The film begins well enough explaining how the French failed to build the Panama Canal. But it’s all downhill after the film’s first minute. We are introduced to a former Ranger bounced for undisclosed reasons who is now a party animal. He is a rogue DEA agent named Tom Hardy (Travolta), who is being investigated under bribery charges. Hardy’s the bad-boy who makes a grand entrance on the set as he showers, handles calls on his cell phone, flirts with a Mardi Gras party-goer on the street below his balcony residence, and smokes so coolly that one would think lung cancer was a myth. Hardy is asked as a favor by his old army pal, the commander of a military police base in Panama City, Colonel Bill Styles (Daly), to secretly help his woman in-house investigator, the rigid by-the-book, Captain Osborne (Connie Nielsen), whose main problem in acting is trying to maintain a proper southern accent (Something she never accomplishes), in a possible murder investigation (No dead bodies were found). This is a messy murder case involving a possible fragging and the colonel strongly suggests, to the captain’s chagrin, that this calls for a man in charge of the investigation and the man he has in mind is conveniently located nearby in Panama City. The colonel introduces Hardy as the best interrogator anyone’s ever seen, someone who can “get into your head faster than you can tie your shoes.” Yes sir, I can understand why the sexist colonel wants a man — a man is more likely to tie his shoes than a woman!

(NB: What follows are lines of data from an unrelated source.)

PR #1023, opened 2023-04-21
Permit skipping flaky example generation

t0yv0:
Resolves an AWS build P1: https://github.com/pulumi/pulumi-aws/issues/2477

Add a hook to permit bypassing examples when flaky example generation causes entire provider build to fail, case in point being pulumi-aws builds becoming flaky because of one resource.

### DIFF
--- a/pkg/tfbridge/info.go
+++ b/pkg/tfbridge/info.go
@@ -102,6 +102,19 @@ type ProviderInfo struct {
 	MetadataInfo *MetadataInfo
 
 	UpstreamRepoPath string // An optional path that overrides upstream location during docs lookup
+
+	// If set, allows selecting individual examples to skip generating into the PackageSchema (and eventually API
+	// docs). The primary use case for this hook is to ignore problematic or flaky examples temporarily until the
+	// underlying issues are resolved and the examples can be rendered correctly.
+	//
+	// token will be a resource, function, or type token from Pulumi Package Schema. For instance,
+	// "aws:acm/certificate:Certificate" would indicate the example pertains to the Certificate resource in the AWS
+	// provider.
+	//
+	// examplePath will provide even more information on where the example is found. For instance,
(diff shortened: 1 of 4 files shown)


iwahbe (approved):
I'm hesitant to add this, since it allows us to move on without fixing the underlying programgen non-determinism.

I think we can merge if we mark the `SkipExamples` API as experimental. I don't think this is the kind of option we want to support long term.

t0yv0:
The alternative per @thomas11 is to patch upstream AWS, I'm trying that now. 

> I don't think this is the kind of option we want to support long term.

I think it's absolutely necessary long-term in the same way that Skip API is necessary to skip entire resources. A reason to mark it experimental is if we're not sure we get the signature right, which is reasonable, happy to do that.

iwahbe:
> The alternative per @thomas11 is to patch upstream AWS, I'm trying that now.
> 
> > I don't think this is the kind of option we want to support long term.
> 
> I think it's absolutely necessary long-term in the same way that Skip API is necessary to skip entire resources. The underlying machinery is a data pipeline converting examples content, and data pipelines need filters configurable as a way to maintain data quality. A reason to mark it experimental is if we're not sure we get the signature right, which is reasonable, happy to do that.

I understand your point. I want to hold off as long as possible because I want to make sure we don't use a data quality filter to make up for a lack of pipeline quality (which is what we are doing now AFAIK).

I'd argue that we should make sure this API is extensible, so we should pass in an `ExampleFilterArgs` type instead of individual fields. I expect we will want to thread a `context.Context` in at some point, but we don't need that yet.

t0yv0:
>  I want to make sure we don't use a data quality filter to make up for a lack of pipeline quality

Yeah that's very good, just perhaps not something to fix at API level but metrics and process. Let me see if this can interact with examples metrics.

There were six Ranger soldiers Mueller, Pike, Dunbar, Kendall, Castro, Nunez, who as part of their training exercise go into the jungle in a chopper in a full-blown hurricane with Sergeant West, and only two returned–the temperamental Dunbar (Brian Van Holt) and the anxiety-ridden ostracized homosexual son of a general, a hospitalized Kendall (Giovanni Ribisi). The straight-laced Captain Osborne gets nowhere questioning Dunbar, as the Ranger says he will only speak to a fellow Ranger. The colonel then sends for Hardy to make a hurry up investigation before the FBI investigates, as his career can be ruined by such a scandal. Hardy maneuvers the suspects by using unorthodox questioning methods to get one version from Dunbar and another version from Kendall, while Osborne’s role calls for her to frown with disapproval over the loose way Hardy interrogates each suspect and be put off by Travolta’s flirtations. Osborne is to get it on with Travolta, perhaps, in another movie, because with the investigation and all there was just no time to fool around in this film. With each witness version the film goes into a flashback to see how West, a hated man, was murdered and how the remaining soldiers took sides and fought among themselves. But complications develop and the film runs with its theme that ‘nothing is as it seems.’ The only thing that seems to check out is that the film seems empty and by the time of its last conclusion, after many false ones, a drug operation and a rogue unit of former Rangers who call themselves Section 8 are involved in an endlessly chaotic plot that concludes just as obscurely as when the film began.